OTTAWA — Facing concerns and warnings of Indigenous resistance against a key part of his governing agenda, Prime Minister Mark Carney acknowledged Friday that “more fulsome conversations are needed” to choose the development projects his government wants to fast-track through controversial new legislation, Bill C-5.
Speaking moments after the bill passed third reading in the House of Commons, Carney pledged to hold meetings in the coming weeks with First Nations, Inuit and Métis leaders and experts in a series of summits to “launch the implementation of this legislation in the right way” in “full partnership” with Indigenous communities.
This will be the “first step” in the process to choose which projects will be chosen through the new legislation for the fast-track to approval within the government’s goal of two years.
Carney also repeated pledges earlier this week, as the Liberal government rammed the bill through the House over the objections of some Indigenous, environmental groups and opposition parties, that the new process will respect Indigenous rights to consultation and “free, prior and informed consent” under the United Nations Declaration to the Rights of Indigenous Peoples. The government House Leader said this week they expect the bill to pass in the Senate next week.
“These projects will be built with Indigenous nations and communities. This is not an aspiration. It is the plan embedded in the bill itself,” Carney said Friday.
“We all agree that more fulsome conversations are needed to select the nation-building projects and to determine the conditions that they must fulfil. In other words, the real work begins now.”
In the April 28 election, Carney’s Liberals won a minority government while promising to fast-track development projects like mines, pipelines and ports to boost economic growth, make Canada a “superpower” in clean power and fossil fuels, and reduce reliance on the United States that has imposed a series of tariffs on Canadian goods.
Carney acknowledged the bill sailed through the Commons quickly, but argued Friday that speed was needed to confront the “crisis” of the American trade war.

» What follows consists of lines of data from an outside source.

PR #918, opened 2022-03-09
resource: support discovery of AMD RSMI GPUs in hwloc reader

grondo:
Some AMD ROCm SMI GPUs do not appear as type COPROC devices. Instead they are discovered as GPU OSDev type devices with name `rsmiX`. This PR extends the resource hwloc reader to allow these types of devices to be discovered as gpus.

This allows the sched-fluxion-resource module to discover GPUs on the corona system.

### DIFF
--- a/resource/readers/resource_reader_hwloc.cpp
+++ b/resource/readers/resource_reader_hwloc.cpp
@@ -291,9 +291,16 @@ int resource_reader_hwloc_t::walk_hwloc (resource_graph_t &g,
     }
     case HWLOC_OBJ_OS_DEVICE: {
         supported_resource = false;
-        if (!obj->attr) {
+        if (!obj->attr)
             break;
-        } else if (obj->attr->osdev.type == HWLOC_OBJ_OSDEV_COPROC) {
+
+        /*  Detect any COPROC as GPU device.
+         *  Also, some AMD GPUs are detected as type == GPU with
+         *   subtype RSMI (rsmiX), detect those also:
+         */
+        if (obj->attr->osdev.type == HWLOC_OBJ_OSDEV_COPROC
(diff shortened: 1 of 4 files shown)


grondo:
FYI - before this patch:
```console
$ flux start flux resource list -v
     STATE NNODES   NCORES    NGPUS LIST
      free      1       48        0 rank0/core[0-47]
      down      0        0        0 
```

After:
```console
$ FLUX_MODULE_PATH_PREPEND=$(pwd)/qmanager/modules/.libs:$(pwd)/resource/modules/.libs flux start flux resource list -v
     STATE NNODES   NCORES    NGPUS LIST
      free      1       48        8 rank0/core[0-47],gpu[0-7]
      down      0        0        0 
```

dongahn:
Great. I will take a look at it soonish.

Is LIST field new with recent versions? Off topic, but could you tell me where is the code which create the LIST output from R? That can be reused to improve fluxion logging.

grondo:
> Is LIST field new with recent versions? Off topic, but could you tell me where is the code which create the LIST output from R? That can be reused to improve fluxion logging.

The LIST field is not new, it is the way that librlist emits its internal representation in a compact manner.

The code is in librlist [here](https://github.com/flux-framework/flux-core/blob/master/src/common/librlist/rlist.c#L1099), and is unfortunately not exported, though you can generate it from _R_ with `flux R decode --short`, or via Python bindings via the `ResourceSet` `dumps()` method.

dongahn (approved):
LGTM and I approve it.

dongahn:
@grondo: let me know if you want me to add MWP.

grondo:
Sure thanks!

Issue #828, opened 2021-05-01
fake R fails grow_resource_db_jgf


dongahn:
The following bug was discovered while testing https://github.com/flux-framework/flux-core/issues/3625#issuecomment-830183266
```
flux R encode -r '0-1' -c '0-64' | flux ion-R encode > fake.R.json
flux start
./R-feeder
flux module remove sched-fluxion-resource
flux module reload resource noverify
flux module load sched-fluxion-resource load-allowlist=node,core,gpu policy=first
2021-05-01T02:05:48.963973Z sched-fluxion-resource.err[0]: grow_resource_db_jgf: db.load: error inserting an edge to outedge metadata map: cluster0 -> quartz15; : Cannot allocate memory
2021-05-01T02:05:48.964257Z sched-fluxion-resource.err[0]: update_resource_db: grow_resource_db: Cannot allocate memory
2021-05-01T02:05:48.964297Z sched-fluxion-resource.err[0]: update_resource: update_resource_db: Cannot allocate memory
2021-05-01T02:05:48.964562Z sched-fluxion-resource.err[0]: populate_resource_db_acquire: update_resource: Cannot allocate memory
2021-05-01T02:05:48.964611Z sched-fluxion-resource.err[0]: populate_resource_db: loading resources using resource.acquire
```

dongahn:
It turned out that the identical hostname in the fake R is a problem. 

As part of [graph editing for elasticity](https://github.com/flux-framework/flux-sched/blob/master/resource/readers/resource_reader_jgf.cpp#L478), we only add a new vertex when its path does not exist in the graph. So, with two identical hostname, the second vertex is evaluated as "existence" and that causes the growth failure. 

Secondly, we have been using `ENOMEM` for map insert failures. But it seems it is an existent key is a more common problem that leads to a failure. I will change that to `EEXIST`.

dongahn:
Using `-H` option for `flux R encode` should work around the issue. 

```
ahn1@docker-desktop:/usr/src$ flux R encode -r '0-1' -c '0-64' -H host[1-2]
{"version": 1, "execution": {"R_lite": [{"rank": "0-1", "children": {"core": "0-64"}}], "starttime": 0.0, "expiration": 0.0, "nodelist": ["host[1-2]"]}}
```

dongahn:
@milroy: could you comment whether this is worthwhile to fix?

dongahn:
[...]

PR #924, opened 2022-04-02
Don't assume each hierarchical path is unique

dongahn:
Problem: We currently assume that there exits one and only one unique
graph vertex that corresponds to a path. But in various emulation
modes where we run multiple brokers on a single node, this unique path
assumption does not hold: having more than one node vertex with
an identical hostname breaks this assumption. As a result, our reader
code balks at loading our resource graph data store under certain
conditions. The JGF reader will fail to initialize with:
"grow_resource_db_jgf: db.load: error inserting an edge to outedge
metadata map"

Add support so that we can drop the unique path assumption.

- Modify `by_path` graph metadata index to be a map of vector of vertices
  instead of a map of vertices. Since this map is keyed by paths, one 
  path can have multiple vertices corresponding to it. 
- Adjust various readers to use the modified data structure to break
  their unique path assumption.
- Modify both `sched-fluxion-resource` module and `resource-query` to use 
  the new structure to break the assumption.
- Change the format of returned data for both `sched-fluxion-resource`
  and `resource-query` on path-based queries such as get-property.
- Adjust the affected test cases.

Fixes Issue #828

### DIFF
--- a/resource/readers/resource_reader_jgf.cpp
+++ b/resource/readers/resource_reader_jgf.cpp
@@ -455,15 +455,20 @@ done:
     return v;
 }
 
-vtx_t resource_reader_jgf_t::vtx_in_graph (const resource_graph_metadata_t &m,
+vtx_t resource_reader_jgf_t::vtx_in_graph (const resource_graph_t &g,
+                                           const resource_graph_metadata_t &m,
                                            const std::map<std::string, 
-                                                          std::string> &paths)
+                                                          std::string> &paths,
+                                           int rank)
 {
-    std::map<std::string, vtx_t>::const_iterator bp_it;
     for (auto const &paths_it : paths) {
-        bp_it = m.by_path.find (paths_it.second);
-        if (bp_it != m.by_path.end ()) {
-            return bp_it->second;
+        auto iter = m.by_path.find (paths_it.second);
+        if (iter != m.by_path.end ()) {
+            for (auto &v : iter->second) {
+                if (g[v].rank == rank) {
+                    return v;
+                }
+            }
         }
     }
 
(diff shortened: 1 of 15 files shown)


dongahn:
@milroy: I don't know how easy it is for you to review this and/or you have time (given the current SI push). But this is a good to have PR for our next release.

grondo (approved):
@dongahn, I could not do a technical review of the code per se, but I did run through some testing with this PR branch and didn't find any issues, so I'll set my approval.

dongahn:
@grondo: sounds good. I know @milroy is extremely busy with multiple priorities. Your approval should be good enough to merge it in.

dongahn:
I will wait until COB today before putting MWP though.

resource/readers/resource_reader_jgf.cpp
```diff
@@ -599,23 +630,16 @@ int resource_reader_jgf_t::find_vtx (resource_graph_t &g,
...
-                errno = EINVAL;
-                m_err_msg += __FUNCTION__;
-                m_err_msg += ": inconsistent input vertex for " + kv.second;
-                m_err_msg += " (id=" + std::string (fetcher.vertex_id) + ").\n";
-                m_err_msg += std::to_string (u) + " != " + std::to_string (v) + ".\n";
-                goto done;
-            }
+        if (exist (g, m, kv.second, fetcher.rank, fetcher.vertex_id, u) < 0)
+            goto done;
+        if (v == nullvtx) {
```
milroy, line 635: This line wasn't introduced as part of this PR, but it looks like this condition will always be satisfied given ```v = nullvtx;``` above.  Consider dropping the `if` check.

milroy (approved):
This PR looks good.  Basically, the unique identifier is now a `(path, rank)` pair.

I did add a comment about a check I think you can drop, but it isn't necessary to merge this PR.

resource/readers/resource_reader_jgf.cpp
dongahn: Thanks @milroy. This is actually a necessary check because it is in a loop. Basically this code block finds a graph node that matches with the path for each and every subsystem. So if `v == nullvtx`, we assign the matching u to `v`. And then for other subsystem paths, we take the `else` branch and report an inconsistency error if `v != u`. Hope this makes sense.

PR #926, opened 2022-04-03
testsuite: disable hwloc reader tests

### LINKED ISSUE #925: hwloc reader uses resource.get-xml RPC which is scheduled for removal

“This is the response. This is us being in charge of our destiny. That’s why we pushed it,” Carney said.
Indigenous Services Minister Mandy Gull-Masty — a former grand chief of Eeyou Istchee in Quebec — said the promised summits are a “serious signal” that Indigenous communities are going to be “at the table” in deciding how projects will be chosen under the new process.
“There have been more projects selected. It is something that we will define together,” she said.

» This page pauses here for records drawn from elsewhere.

PR #933, opened 2022-04-20
Fix an integer overflow bug etc.

### LINKED ISSUE #932: Successful match is policy dependent
During KubeFlux testing, I discovered that for a given jobspec `lonode` and `hinode` policies do not return a successful match, while `low` and `high` do.  Furthermore, `hinode` and `lonode` match behavior is inconsistent with expectation.

Here's the zipped JGF from a 16 `hpc6a` node AWS EKS cluster: [cluster.json.zip](https://github.com/flux-framework/flux-sched/files/8499108/cluster.json.zip), and the test jobspec that requests all cluster cores (`test.yaml`): 
```YAML
version: 9999
resources:
- type: slot
  count: 16
  label: default
  with:
  - type: core
    count: 94
attributes:
  system:
    duration: 3600
tasks:
- command: [""]
  slot: default
  count:
    per_slot: 1
```

For example, with `resource-query` (latest flux-sched master):
```bash
resource/utilities$ ./resource-query -p ALL:core -F pretty_simple -S CA -f jgf -P high -L cluster.json
INFO: Loading a matcher: CA
resource-query> match allocate test.yaml 
      ---k8scluster0[1:shared]
      ------rack0[1:shared]
      ---------ip-192-168-62-188.us-east-2.compute.internal6647[1:shared]
      ------------socket0[1:shared]
      ---------------core93[1:exclusive]
...
      ---------------core2[1:exclusive]
      ---------------core1[1:exclusive]
      ---------------core0[1:exclusive]
INFO: JOBID=1
INFO: RESOURCES=ALLOCATED
INFO: SCHEDULED AT=Now
resource-query>
```
However, with `hinode` and `lonode` (tested as well) the jobspec isn't matched:
```bash
$ ./resource-query -p ALL:core -F pretty_simple -S CA -f jgf -P hinode -L cluster.json
INFO: Loading a matcher: CA
resource-query> match allocate test.yaml 
INFO: No matching resources found
INFO: JOBID=1
resource-query> 
```

As a another wrinkle, a jobspec that requests 1 slot is matched 11 times successfully with `hinode`:
```bash
$ ./resource-query -p ALL:core -F pretty_simple -S CA -f jgf -P hinode -L cluster.json
INFO: Loading a matcher: CA
resource-query> match allocate test2.yaml
      ---k8scluster0[1:shared]
      ------rack0[1:shared]
      ---------ip-192-168-32-123.us-east-2.compute.internal2[1:shared]
      ------------socket0[1:shared]
      ---------------core93[1:exclusive]
      ---------------core92[1:exclusive]
...
      ---------------core2[1:exclusive]
      ---------------core1[1:exclusive]
      ---------------core0[1:exclusive]
INFO: JOBID=11
INFO: RESOURCES=ALLOCATED
INFO: SCHEDULED AT=Now
resource-query> match allocate test2.yaml
INFO: No matching resources found
INFO: JOBID=12
```
But matched 16 times (allocating all cores in the cluster) with `lonode`:
```bash
$ ./resource-query -p ALL:core -F pretty_simple -S CA -f jgf -P lonode -L cluster.json
resource-query> match allocate test2.yaml
...
INFO: JOBID=15
INFO: RESOURCES=ALLOCATED
INFO: SCHEDULED AT=Now
resource-query> m allocate test2.yaml
      ---k8scluster0[1:shared]
      ------rack0[1:shared]
      ---------ip-192-168-38-107.us-east-2.compute.internal2217[1:shared]
      ------------socket0[1:shared]
      ---------------core93[1:exclusive]
      ---------------core92[1:exclusive]
      ---------------core91[1:exclusive]
...
      ---------------core3[1:exclusive]
      ---------------core2[1:exclusive]
      ---------------core1[1:exclusive]
      ---------------core0[1:exclusive]
INFO: JOBID=16
INFO: RESOURCES=ALLOCATED
INFO: SCHEDULED AT=Now
resource-query> m allocate test2.yaml
INFO: No matching resources found
INFO: JOBID=17
resource-query>
```

To be explicit, here is the `test2.yaml` jobspec:
```YAML
version: 9999
resources:
- type: slot
  count: 1
  label: default
  with:
  - type: core
    count: 94
attributes:
  system:
    duration: 3600
tasks:
- command: [""]
  slot: default
  count:
    per_slot: 1
```

dongahn:
This PR adds fixes for the following problems.

With the recently added lonode[x]/hinode[x] match policies, each node's
numeric ID (e.g., node1231 where ID=1231) is used in our score calculation
of all of its containing resource vertices (e.g., cores, gpus...). When its ID
becomes high, however, a type coercion bug can result in an integer
overflow of the score, leading to a undefined behavior. In addition, when
a node's ID becomes even larger such that it can't fit into a signed
32-bit integer, our graph loading fails. While it is less likely we will have
such a huge node ID, it would be ideal to prevent that from happening at all.

-  Use `int64_t` to capure a score within our traverser to match the type
with the rest of the code that is involved in scoring;
- Change `std::atoi` to `std::atoll` to convert a large number string into a number
without raising an overflow exception within a hostname querying method
and adjust the callers within our readers accordingly; 
- Align the column of `t3027-resource-RV.t` test cases where HERE doc is
used such a way that a consistent tab-leading indentation helps with readability. 

Fixes #932.

### DIFF
--- a/resource/traversers/dfu_impl.cpp
+++ b/resource/traversers/dfu_impl.cpp
@@ -622,7 +622,7 @@ int dfu_impl_t::dom_slot (const jobmeta_t &meta, vtx_t u,
     qual_num_slots = cnt_slot (slot_shape, dfu_slot);
     for (unsigned int i = 0; i < qual_num_slots; ++i) {
         eval_egroup_t edg_group;
-        int score = MATCH_MET;
+        int64_t score = MATCH_MET;
         for (auto &slot_elem : slot_shape) {
             unsigned int j = 0;
             unsigned int qc = dfu_slot.qualified_count (dom, slot_elem.type);
--- a/resource/readers/resource_reader_base.cpp
+++ b/resource/readers/resource_reader_base.cpp
@@ -93,7 +93,7 @@ void resource_reader_base_t::clear_err_message ()
 
 int resource_reader_base_t::split_hostname (const std::string &hn,
                                             std::string &basename,
-                                            int &id) const
+                                            int64_t &id) const
 {
     std::string suffix;
     std::size_t first;
@@ -121,7 +121,7 @@ int resource_reader_base_t::split_hostname (const std::string &hn,
 
     suffix = suffix.substr (first);
     try {
-        id = std::stoi (suffix);
+        id = std::stoll (suffix);
     } catch (std::invalid_argument &e) {
         errno = EINVAL;
         goto error;
@@ -136,7 +136,7 @@ error:
 }
 
 int resource_reader_base_t::get_hostname_suffix (const std::string &hn,
-                                                 int &id) const
+                                                 int64_t &id) const
 {
     if (hn == "") {
         errno = EINVAL;
@@ -153,7 +153,7 @@ int resource_reader_base_t::get_host_basename (const std::string &hn,
         errno = EINVAL;
         return -1;
     }
-    int id;
+    int64_t id;
     return split_hostname (hn, basename, id);
 }
 
--- a/resource/readers/resource_reader_base.hpp
+++ b/resource/readers/resource_reader_base.hpp
@@ -102,7 +102,7 @@ public:
      *
      * \return          0 if succeeds or -1 with errno if an error encountered
      */
-    int get_hostname_suffix (const std::string &hn, int &id) const;
+    int get_hostname_suffix (const std::string &hn, int64_t &id) const;
 
     /*! Query the host basename from hostname.
      *
@@ -124,7 +124,7 @@ public:
 protected:
     bool in_allowlist (const std::string &resource);
     int split_hostname (const std::string &hn,
-                        std::string &basename, int &id) const;
+                        std::string &basename, int64_t &id) const;
     std::set<std::string> allowlist;
     std::string m_err_msg = "";
 };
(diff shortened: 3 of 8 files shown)


dongahn:
@milroy: Ok, I added one more test to cover an error branch and Codecov is happy now. This is ready for your quick review. Thank.s

resource/traversers/dfu_impl.cpp
```diff
@@ -622,7 +622,7 @@ int dfu_impl_t::dom_slot (const jobmeta_t &meta, vtx_t u,
     qual_num_slots = cnt_slot (slot_shape, dfu_slot);
     for (unsigned int i = 0; i < qual_num_slots; ++i) {
         eval_egroup_t edg_group;
-        int score = MATCH_MET;
+        int64_t score = MATCH_MET;
```
jameshcorbett, line 625: General question not related to this particular change: is there a reason not to use `long long` instead of `int64_t`? Do you need it to be enforced as exactly 64 bits?

In this case I see that score is being incremented by ``eval_egroup_t.score`` which is int64_t so it makes sense here.

jameshcorbett (approved):
LGTM, I can't see any potential issues.

resource/traversers/dfu_impl.cpp
dongahn: Thanks! Yeah, I could have used 'long long' as well. I just wanted to match the type across the board. For me, using an explicit type reduces my cognitive load but I understand there are other benefits to use implementation dependent types like 'long long`.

The bill passed through the House of Commons Friday in two votes, after House Speaker Francis Scarpaleggia ruled to split the legislation into two parts. All parties supported a less contentious section to lift federal barriers to trade and labour movement inside Canada. The other, more controversial part dealing with major projects also passed with Liberals and Conservatives voting en masse in favour, and Bloc Québécois, NDP and Green MPs voting against.
Toronto Liberal and former cabinet minister MP Nate Erskine-Smith also voted against the national projects part of the legislation.
The version of the bill now moving to the Senate came with a suite of amendments, including some that the government supported, aimed at increasing transparency and restricting some of the powers the legislation would create. This includes a provision to obtain the written consent of affected provinces and territories before the government chooses to fast-track a given project, and to ensure the new process that the law would create respects ethics rules and can’t override legislation like the Indian Act.
The changes also created a new requirement for the government to publish a suite of information about the projects — from the contents of any studies and assessments about their impacts, to all recommendations about them from the civil service — at least 30 days before it officially puts them into the fast-track process.
Business groups like the Canadian Chamber of Commerce have also supported the legislation, arguing that a thicket of government regulations has delayed major projects, and that there is now an urgent need to build new infrastructure for energy, critical minerals and other sectors.
But Bill C-5 remains controversial, including with predictions this week from some Indigenous leaders that it could inspire resistance and protest like the 2012 “Idle No More” movement because of a lack of consultation on the new powers. MPs have also condemned the national projects part of the legislation as a troubling expansion of power that risks trampling environmental protections and Indigenous rights. After the amendments Friday, the bill retained its proposal to allow the cabinet to choose projects to fast-track based on “any factor” it considers relevant, and to skirt laws like the Canadian Environmental Protection Act and Species at Risk Act when reviewing projects to speed up.
“This legislation is an abomination and one that will be a stain on the reputation of this government and of our prime minister. As a first effort to lead this country, it’s a bad effort,” said Green Leader Elizabeth May.
Bloc MP Sébastien Lemire accused the government of reproducing the “condescending and colonialist spirit” of the last century towards Canada’s Indigenous Peoples.
And Don Davies, the NDP’s interim leader, alleged the bill creates “Henry VIII” powers that allow the government “to override laws by decree.
“It guts environmental protections, undermines workers and threatens Indigenous rights,” Davies said. “This bill will end up in court.”